As everybody knows, stereotypes about Brazilians do exist: lot of festa, caipirinha, samba & soccer. That’s not so true.  In my town, it’s more about sertaneja (a typical music from Parana state), pinhão (symbol and food of Parana) and cold weather.  I live in the coldest state of Brazil and I am probably the only person in town who is waiting impatiently for some snow on July or August (just in time for my birthday J). Another stereotype of Brazilians according to European people is that Brazilians are the kindness personified. Before my departure I was thinking that this is probably exaggerated, but in fact, they are! I appreciate it a lot, especially comparing this attitude to the gloominess of French people (haha).

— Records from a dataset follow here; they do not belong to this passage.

PR #51, opened 2021-06-07
Fix incorrect "Modified By" field on user permissions config page

bmharper:
This is a fix for https://imqssoftware.atlassian.net/browse/INF-1369

The two commits contain detailed comments. I have tested this by manually fudging my DB, but haven't tested it with a real LDAP integration.

### DIFF
--- a/all_test.go
+++ b/all_test.go
@@ -868,10 +868,10 @@ func TestAuthResetPassword(t *testing.T) {
 	c := setup(t)
 	defer Teardown(c)
 
-	if _, err := c.ResetPasswordStart(notFoundUserId, time.Now()); err != ErrIdentityAuthNotFound {
+	if _, err := c.ResetPasswordStart(notFoundUserId, time.Now()); !errors.Is(err, ErrIdentityAuthNotFound) {
 		t.Fatalf("ResetPasswordStart should fail with ErrIdentityAuthNotFound instead of %v", err)
 	}
-	if err := c.ResetPasswordFinish(joeUserId, "", "12345"); err != ErrInvalidPasswordToken {
+	if err := c.ResetPasswordFinish(joeUserId, "", "12345"); !errors.Is(err, ErrInvalidPasswordToken) {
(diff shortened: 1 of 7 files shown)


all_test.go
```diff
@@ -1300,8 +1300,8 @@ func TestAuthUpdateIdentity(t *testing.T) {
 		ModifiedBy:      newModifiedBy,
 		Type:            UserTypeLDAP,
 	}
-	if err := c.UpdateIdentity(&notFoundUser); err != ErrIdentityAuthNotFound {
-		t.Fatalf("TestUpdateIdentity failed: Expected ErrIdentityAuthNotFound, but got: %v", err)
+	if err := c.UpdateIdentity(&notFoundUser); err == nil {
+		t.Fatalf("Expected ErrIdentityAuthNotFound, but got: %v", err)
```
nkosimarz, line 1304: wont the err in %v be nil always? shouldn't it be !errors.Is(err, ErrIdentityAuthNotFound)?

all_test.go
```diff
@@ -1430,8 +1430,8 @@ func TestAuthArchiveIdentity(t *testing.T) {
 	// Using an ldap backend, authentication will succeed, as we cannot archive users on the ldap system.
 	if !*backend_ldap {
 		// Try to authenticate with archived user
-		if _, err := c.GetTokenFromIdentityPassword(joeEmail, joePwd); err != ErrIdentityAuthNotFound {
-			t.Fatalf("TestArchiveIdentity failed, archived user should not be allowed to authenticate: %v", err)
+		if _, err := c.GetTokenFromIdentityPassword(joeEmail, joePwd); err == nil {
+			t.Fatalf("Archived user should not be allowed to authenticate: %v", err)
```
nkosimarz, line 1434: is the %v needed since its nil? same for the rest below

nkosimarz (changes requested):

all_test.go
bmharper: I just thought I was being a good Samaritan, cleaning up Stewart's old cruft.. but sure.. you're not wrong!

PR #52, opened 2021-07-27
Change GroupIDsToNames to take a 'cache' parameter to avoid common issue

bmharper:
The issue is that GroupIDstoNames often ends up being called in a loop
over many users, and every invocation ends up hitting the DB. By forcing
the user to pass a cache parameter through, we quickly reduce DB fetches.


bosvos (approved):
LGTM
This will result in a new version of authhaus, correct?

PR #56, opened 2022-06-27
ASG-1882 : Add username update to MSAAD synch

bosvos:
Correct an oversight in the MSAAD synchronisation process where the username was not populated, neither with the email (as in the OAuth flow) nor with the UserPricipalName.


FritzOnFire (approved):
LGTM

PR #58, opened 2022-09-01
BAZ-202 : Fix passthrough auth session bug.

bosvos:
Passthrough auth never created oauth sessions since it relied on entries in oauthchallenge. It appeared to work for a while after login because there were normal sessions created in authsession, which quickly got expired on the next token refresh from MSAAD (no matching oauthsession).


LeonLeibbrandt (approved):
LGTM

PR #59, opened 2023-02-28
Add authuserstore db triggers. 

JeanNicholson:
fix: Add authuserstore db triggers. 

Add triggers to ensure that created, createdby and modified for the authuserstore table gets set correctly. 

- created - this gets set to NOW() when a record gets inserted. Once the record has been inserted this value should not change and the update trigger ensures this.
- createdby - if this value is null when a record gets inserted an exception will be raised. Once the record has been inserted this value should not change and the update trigger ensures this.
- modified - this value should always be set to NOW() whenever a record gets inserted or updated.
		
The naming convention used for the functions and triggers is as follows:
{database name}_{schema name}_{table name}_{type of trigger}

type of trigger:
- first character denoted when the action happens. 'b' for before, 'a' for after.
- second character denoted the type of action. 'i' for insert, 'u' for update.
- the last character just indicates that this is for a trigger and 't' is used.

Jira Ticket: ASG-2210

### DIFF
--- a/docs/changelog.md
+++ b/docs/changelog.md
@@ -1,0 +1,19 @@
+# Changelog
+
+## current
+
+## v1.0.27
+
+* fix: Add authuserstore db triggers. (ASG-2210)
+
+## v1.0.26
+
+* fix: passthrough auth session bug. (BAZ-202)
+
+## v1.0.25
+
+* Modified the MSAAD synchronisation process to set blank usernames for users in Auth to the email provided from AD.
+ 
+## v1.0.24
+
+* Deprecated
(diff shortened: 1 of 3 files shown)


bosvos:
LGTM - except:
1. Readme file should be updated with new "requirements" e.g. _must_ supply createdby...
2. Even though we have the git log...we should maintain an explicity change.log file with more detailed information per version...you don't have to backdate - just add the new stuff. Look at git@github.com/IMQS/www for an example.

bosvos (approved):

PR #62, opened 2023-06-26
ASG-2622: Change all debug and trace logs to info

bosvos:


msaad.go
```diff
@@ -762,9 +768,9 @@ func (m *MSAAD) populateAADRoles(users []*msaadUser) error {
 						break
 					}
 					if m.parent.MSAAD.Config.Verbose {
-						m.parent.Log.Debugf("User %v (%v): %v\n", user.profile.bestEmail(), user.profile.ID, j)
+						m.parent.Log.Infof("User %v (%v): %v\n", user.profile.bestEmail(), user.profile.ID, j)
 						for _, u := range j.Value {
-							m.parent.Log.Debugf("%v MSAAD User Permission: (%v)", user.profile.bestEmail(), u)
+							m.parent.Log.Infof("%v MSAAD User Permission: (%v)", user.profile.bestEmail(), u)
```
CelesteNaude, line 773: The way these logs are written feel more as if its for debugging. They don't provide anything on an info level.

bosvos: Sure - the issue is that Auth does not currently provide for setting the log level - it's all default **Info**. Hence my issue with the pattern - you'll see an **if** testing "Verbose" a bit higher up which covers a few lines there, since all of it is, as you rightly pointed out, debug code.

anzelIMQS (approved):
LGTM

CelesteNaude (approved):
LGTM

PR #64, opened 2023-09-06
Asg 1990 jv missing auth groups

bosvos:


FritzOnFire (commented):
Please also add an extra check before https://github.com/IMQS/authaus/blob/master/msaad.go#L592 to ensure that `roleGroups.idToGroup[id]` actually exists.

roledb.go
```diff
@@ -293,19 +294,38 @@ func ReadRawGroups(importedGroups []RawAuthGroup) ([]AuthGroup, error) {
...
-			names[i] = cache[gid]
+			//names[i] = cache[gid]
+			names = append(names, cache[gid])
 		} else {
-			if group, err := db.GetByID(gid); err != nil {
+			// why is this not retrieved in one go? the below would result in 'n' nr of individual queries to db
+			// the below should only happen at most once per request
+			// if no new groups are added before the next request, cache should be up to date
+			// CAVEAT - In case of missing group, the cache will be retrieved EVERY time the group is referenced.
+			// Consider using a 'populated' flag
```
FritzOnFire, line 310: We should rather create a function to allow people to clean up permits on users

roledb.go
```diff
@@ -293,19 +294,38 @@ func ReadRawGroups(importedGroups []RawAuthGroup) ([]AuthGroup, error) {
...
+					if cache[giddb.ID] == "" {
+						cache[giddb.ID] = giddb.Name
+					}
+				}
+				// cycle through new groups, find in cache (based on new group id)
+				if cache[gid] != "" {
+					//names[i] = cache[gid]
+					names = append(names, cache[gid])
+				}
 			}
```
FritzOnFire, line 325: Had a long rant here about how we should keep the old code, but based on your comment it looks like we were both wrong as to how this function is *used*.

The three places that we call this function in *our* auth service, we feed it an empty cache... which means that we will always end up hitting the db ALOT. My recommendation would be that the calling function should initialize the cache, to allow this function to remain smaller. But that would require us to create a function that does
```go
			cache := map[GroupIDU32]string{}

			if groupsDB, err := db.GetGroups(); err != nil {
				return nil, err
			}

			// populate groups cache
			for _, giddb := range groupsDB {
				if cache[giddb.ID] == "" {
						cache[giddb.ID] = giddb.Name
				}
			}
			return cache, nil
```

I would also compromise with checking the `len` of `cache` at the start of the function and then calling the new function to create a cache of the groups.

roledb.go
```diff
@@ -293,19 +294,38 @@ func ReadRawGroups(importedGroups []RawAuthGroup) ([]AuthGroup, error) {
 // The 'cache' parameter is used to speed up subsequent calls to this function,
 // because this function tends to get used in loops.
 func GroupIDsToNames(groups []GroupIDU32, db RoleGroupDB, cache map[GroupIDU32]string) ([]string, error) {
-	names := make([]string, len(groups))
-	for i, gid := range groups {
+	// A group in 'groups' may not exist in the RoleGroupDB and we don't want to return a blank item in the string array.
```
FritzOnFire, line 297: This comment only makes sens if someone sees the previous code. I don't think we need it.

roledb.go
bosvos: Sure. I would suggest we add it to the other tickets in the epic.

roledb.go
```diff
@@ -245,7 +245,8 @@ func PermitResolveToList(permit []byte, db RoleGroupDB) (PermissionList, error)
 	if groupIDs, err := DecodePermit(permit); err == nil {
 		for _, gid := range groupIDs {
 			if group, egroup := db.GetByID(gid); egroup != nil {
-				return nil, egroup
+				// this will error out if the group does not exist - we should log and continue
+				//return nil, egroup
```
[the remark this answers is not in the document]
bosvos: Forgot about this comment in the code. Was meaning to do what you suggest.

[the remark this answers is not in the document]
bosvos: Actually - i've made another plan there. I don't want to break the current expectation from the calling code which lives in imqsauth. Will submit soon.

roledb.go
```diff
@@ -293,19 +294,38 @@ func ReadRawGroups(importedGroups []RawAuthGroup) ([]AuthGroup, error) {
 // The 'cache' parameter is used to speed up subsequent calls to this function,
 // because this function tends to get used in loops.
 func GroupIDsToNames(groups []GroupIDU32, db RoleGroupDB, cache map[GroupIDU32]string) ([]string, error) {
-	names := make([]string, len(groups))
-	for i, gid := range groups {
+	// A group in 'groups' may not exist in the RoleGroupDB and we don't want to return a blank item in the string array.
+	// Instead we use append. It does mean a new slice variable gets created, but the overhead is minimal.
+	// Since the capacity of the slice is already maxed, no new underlying array is allocated during append.
```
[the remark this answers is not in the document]
bosvos: Can you elaborate?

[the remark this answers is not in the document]
FritzOnFire: The first line talks about the down sides of using append, but they are not relevant in this function, as we pre-allocate enough for re-alloc to never occur, so the comment has no relation to anything in this function.

Then the second comment confirms the understanding of what I just commented, meaning that the second comment invalidates the statement made in the first comment.

But the second comment it self is written as if to be a response on the first comment. But both were added in this PR... so if we don't state the first comment, then there is no need to answer it, and the code can just be what it is.

If you really want, you can leave a comment here like `Pre-allocate slice to improve performance`. But I personally feel like there is no other reason to pre-allocate, so the code kinda speaks for it self already.

roledb.go
```diff
@@ -289,23 +294,43 @@ func ReadRawGroups(importedGroups []RawAuthGroup) ([]AuthGroup, error) {
...
+				for _, giddb := range groupsDB {
+					if cache[giddb.ID] == "" {
+						cache[giddb.ID] = giddb.Name
+					}
+				}
+				// cycle through new groups, find in cache (based on new group id)
+				if cache[gid] != "" {
+					names = append(names, cache[gid])
+				}
 			}
```
FritzOnFire, line 330: I really don't like all of this logic living in an `else` statement... Most of the lines in this function now have nothing to do with the function... Please create the function I asked for, even if you have to pass in the `cache` as a parameter to the function.

Also, we still need to return an error, you can take the same approach as you did with `PermitResolveToList` and just keep the error around to return at the very end. You will most likely have to write the error message your self.

As to your comment, I would remove the first 3 lines, as it only makes sens if the developer was also looking at the old code. But the last two lines I feel is important in case we ever have performance issues and someone needs to investigate.

FritzOnFire (changes requested):

roledb.go
bosvos: I think between this comment and the previous one on the older code we've missed each other. Did you mean "the calling function should _populate_ the cache" instead? Since the calling function _does_ initialise the cache...
And then - would you prefer we keep the old code and provide a _new_ function as an enhancement (and replace some of the new code in the new function with another function so as to simplify the logic there)?
I'll do what i think you want and perhaps discuss offline if still required.

FritzOnFire (approved):
So I don't know what the precedence is about returning a `nil` instead of an array, but I am pretty sure that we can put anything in there as along as we also return an error, so I think this code is good.

Please just remove the stray logging left over in the unit tests.

PR #66, opened 2023-11-08
Added exempt from expiring functionality. 

JeanNicholson:
Jira Ticket: ASG-3055


anzelIMQS (approved):
LGTM

FritzOnFire:
@CelesteNaude so this is a public repo that can be used by any one in any piece of software. We should not have anything in here that is specifically for our company.

JeanNicholson:
> I understand the functionality of this, but can't help feeling a bit uneased that we have an option to give auth a random list of users to skip session expiry (although not having session expiry for our type of product is also weird). Can the list of users that we exempt be bespoke (like `imqs_importer`)? Or am I overthinking it?

Maybe the variable names can be a bit more clear, could consider changing it perhaps. This is not to change session expiry but rather to change what users login/password expires and areas where that effect session expiry. I think your comment might still be valid in that case, but I don't think we need to worry about that. Main reason is that we have much "bigger" things controlled by config for example just the fact that sessions expiry/password expiry is active or not.

JeanNicholson:
> @CelesteNaude so this is a public repo that can be used by any one in any piece of software. We should not have anything in here that is specifically for our company.

Ah also a very valid point. Forgot about that.

CelesteNaude (approved):
Thanks for the feedback. LGTM

db_sql.go
```diff
@@ -97,20 +98,34 @@ func (user *sqlUser) toAuthUser() *AuthUser {
...
+		if user == username {
+			return true
+		}
+	}
+	return false
+}
+
 func (x *sqlUserStoreDB) Authenticate(identity, password string, authTypeCheck AuthCheck) error {
-	row := x.db.QueryRow(`SELECT userid FROM authuserstore WHERE (LOWER(email) = $1 OR LOWER(username) = $1) AND (archived = false OR archived IS NULL)`, CanonicalizeIdentity(identity))
+	row := x.db.QueryRow(`SELECT userid, userName FROM authuserstore WHERE (LOWER(email) = $1 OR LOWER(username) = $1) AND (archived = false OR archived IS NULL)`, CanonicalizeIdentity(identity))
```
FritzOnFire, line 125:
```suggestion
	row := x.db.QueryRow(`SELECT userid, username FROM authuserstore WHERE (LOWER(email) = $1 OR LOWER(username) = $1) AND (archived = false OR archived IS NULL)`, CanonicalizeIdentity(identity))
```

db_sql.go
```diff
@@ -97,20 +98,34 @@ func (user *sqlUser) toAuthUser() *AuthUser {
...
 	var userId int64
-	if err := row.Scan(&userId); err != nil {
+	var userName string
```
FritzOnFire, line 127:
```suggestion
	var username string
```

db_sql.go
```diff
@@ -97,20 +98,34 @@ func (user *sqlUser) toAuthUser() *AuthUser {
...
+	if err := row.Scan(&userId, &userName); err != nil {
```
FritzOnFire, line 128:
```suggestion
	if err := row.Scan(&userId, &username); err != nil {
```

db_sql.go
```diff
@@ -136,7 +151,7 @@ func (x *sqlUserStoreDB) Authenticate(identity, password string, authTypeCheck A
 		return ErrInvalidPassword
 	}
 
-	if x.passwordExpiry != 0 && authTypeCheck&AuthCheckPasswordExpired != 0 {
+	if x.passwordExpiry != 0 && authTypeCheck&AuthCheckPasswordExpired != 0 && !x.ExemptFromExpiryCheck(userName) {
```
FritzOnFire, line 154:
```suggestion
	if x.passwordExpiry != 0 && authTypeCheck&AuthCheckPasswordExpired != 0 && !x.ExemptFromExpiryCheck(username) {
```

FritzOnFire (changes requested):
One small niggly thing... and then there is the unit test issue... because we don't have a unit test for `PasswordExpiresAfter`, it feels bad asking for a unit test for `UsersExemptFromExpiring`.

Would you mind just adding two TODO's after the TODO in `all_test.go`. One that just mentions that we need to add a unit test for `PasswordExpiresAfter` and one for `UsersExemptFromExpiring`

DevinFledermaus (approved):
LGTM

all_test.go
```diff
@@ -23,6 +23,10 @@ TODO: Add test that verifies that SetPassword does not create an identity if tha
 Create a test Postgres database:
 	create database authaus_test owner = authaus_test;
 
+Create a test for password expiry (PasswordExpiresAfter).
+
+Create a test for users exempt from expiry (UsersExemptFromExpiring).
```
FritzOnFire, line 28: So `Create a test Postgres database` is an instruction :P not a TODO. Please move these two comments to below the TODO, and give them each their own TODO, and reword to `Add test` instead of `Create a test`

FritzOnFire (approved):
One small change, about some comments, and when updating the `changelog.md` please remember to add a `!` as this is a breaking change.

And, in case you have not encounter this, even thou this is a breaking change, we can not bump the major version as go-lang has some annoying rules around creating a new major version of your library... so this will just be a minor version bump :/

PR #67, opened 2023-11-15
ASG-2921: New functions on db to support retrieving tokens.

bosvos:


auth.go
```diff
@@ -996,7 +1004,54 @@ func (x *Central) GetAuthenticatorIdentities(getIdentitiesFlag GetIdentitiesFlag
 func (x *Central) GetRoleGroupDB() RoleGroupDB {
 	return x.roleGroupDB
 }
+func RemoveGroupFromAllUsers(c *Central, groupIDString string) error {
```
FritzOnFire, line 1007:
```suggestion
func (c *Central) RemoveGroupFromAllUsers(groupIDString string) error {
```

FritzOnFire, line 1007: Please leave an empty line between functions

auth.go
```diff
@@ -996,7 +1004,54 @@ func (x *Central) GetAuthenticatorIdentities(getIdentitiesFlag GetIdentitiesFlag
...
+
+		// Encode the permit
+		if modified {
+			perm.Roles = EncodePermit(groups)
+			fmt.Printf("Removing group %v: setting permit for %v\n", groupID, user.Email)
+
+			//Set the permit
+			err = c.SetPermit(user.UserId, perm)
+			if err != nil {
+				fmt.Printf("Error: %v\n", err)
```
FritzOnFire, line 1047: I think we should remove this line, as the caller of this function can log this if it feels like it.

db.go
```diff
@@ -381,6 +383,15 @@ func (x *dummySessionDB) Read(sessionkey string) (*Token, error) {
 	return token, nil
 }
 
+func (x *dummySessionDB) GetAllTokens(includeExpired bool) ([]*Token, error) {
+	//TODO implement me
+	panic("implement me")
+}
+func (x *dummySessionDB) GetAllOAuthTokenIDs() ([]string, error) {
```
FritzOnFire, line 390: Please leave an empty line between functions.

auth.go
```diff
@@ -996,7 +1004,54 @@ func (x *Central) GetAuthenticatorIdentities(getIdentitiesFlag GetIdentitiesFlag
...
+			if g == groupID {
+				groups = append(groups[:i], groups[i+1:]...)
+				modified = true
+			}
+		}
+
+		// Encode the permit
+		if modified {
+			perm.Roles = EncodePermit(groups)
+			fmt.Printf("Removing group %v: setting permit for %v\n", groupID, user.Email)
```
FritzOnFire, line 1042: I would rather make use of `c.Log.Debugf`. But Infof might also be fine, as I don't see something like this filling up a log file, or standard out.

auth.go
```diff
@@ -996,7 +1004,54 @@ func (x *Central) GetAuthenticatorIdentities(getIdentitiesFlag GetIdentitiesFlag
...
+			if err != nil {
+				fmt.Printf("Error: %v\n", err)
+				return err
+			}
+		}
+	}
+
+	return nil
+}
 func (x *Central) IsShuttingDown() bool {
```
FritzOnFire, line 1055: Please leave an empty space between functions.

db_sql.go
```diff
@@ -648,28 +649,97 @@ func (x *sqlSessionDB) Read(sessionkey string) (*Token, error) {
...
+		} else {
+			token.Identity = user.Email
+		}
+		if oauthID.Valid {
+			token.OAuthSessionID = oauthID.String
+		}
+
+		return token, nil, true
+	}
+	return nil, nil, false
```
FritzOnFire, line 683: If I am understanding this code correctly, then I would remove the `else` and just have it's content be the rest of the function.

db_sql.go
```diff
@@ -648,28 +649,97 @@ func (x *sqlSessionDB) Read(sessionkey string) (*Token, error) {
...
-			token.Username = user.Username
-			token.Email = user.Email
-			if user.Type == UserTypeLDAP {
-				token.Identity = user.Username
+			return nil, nil
+		}
+	}
+}
+
+func (x *sqlSessionDB) populateToken(token *Token, epermit string, userId int64, oauthID sql.NullString) (*Token, error, bool) {
```
FritzOnFire, line 661: I might be wrong... but I don't think you need the `bool` at the end. At least, not with the code that I can see in this PR.

db_sql.go
```diff
@@ -648,28 +649,97 @@ func (x *sqlSessionDB) Read(sessionkey string) (*Token, error) {
 			return nil, err
 		}
 	} else {
-		if err := token.Permit.Deserialize(epermit); err != nil {
-			return nil, err
+		t, err2, done := x.populateToken(token, epermit, userId, oauthID)
```
FritzOnFire, line 652: The current implementation of `populateToken` will always return true for `done`. I think you should rather check the `err`, like the previous code did.

FritzOnFire (changes requested):
Quite a few changes, but it should simplify the code a bit.

auth.go
bosvos: Keeping it as Infof for now. We still look at the auth logfile very regularly to check if groups have been recognized and appropriate action has been taken on the user.

db_sql.go
bosvos: Removed.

The food here is really good, but very different from my habits. At home, I cook for myself. For obvious reasons, I can’t cook Brazilian meals and it’s hard to stay vegetarian here. I have introduced meat in my diet because it would be really hard to physically endure if I didn’t.  I haven’t a hoven to cook some salt pie or salt cake like a did a lot in France, so I must review all my food habits.

So, for Brazilian people, the regular meal is based on rice and black beans with a lot of meat. I discovered the flavour of the yam, cassava, guava, papaya and other delicious pastries but I have to confess that I miss eating cheese and drinking wine.

In one word, the EVS is wonderful. It’s a way to be shaken, to get out of our comfort zone and even if it’s not always easy, that’s what I was looking for. I am learning things about myself that I could not even imagine, and I am doing things that I didn’t think I could able to do – and I can’t figure out what’s coming next.

While waiting for the future, I wish you the best: I wish you the same kind of experience!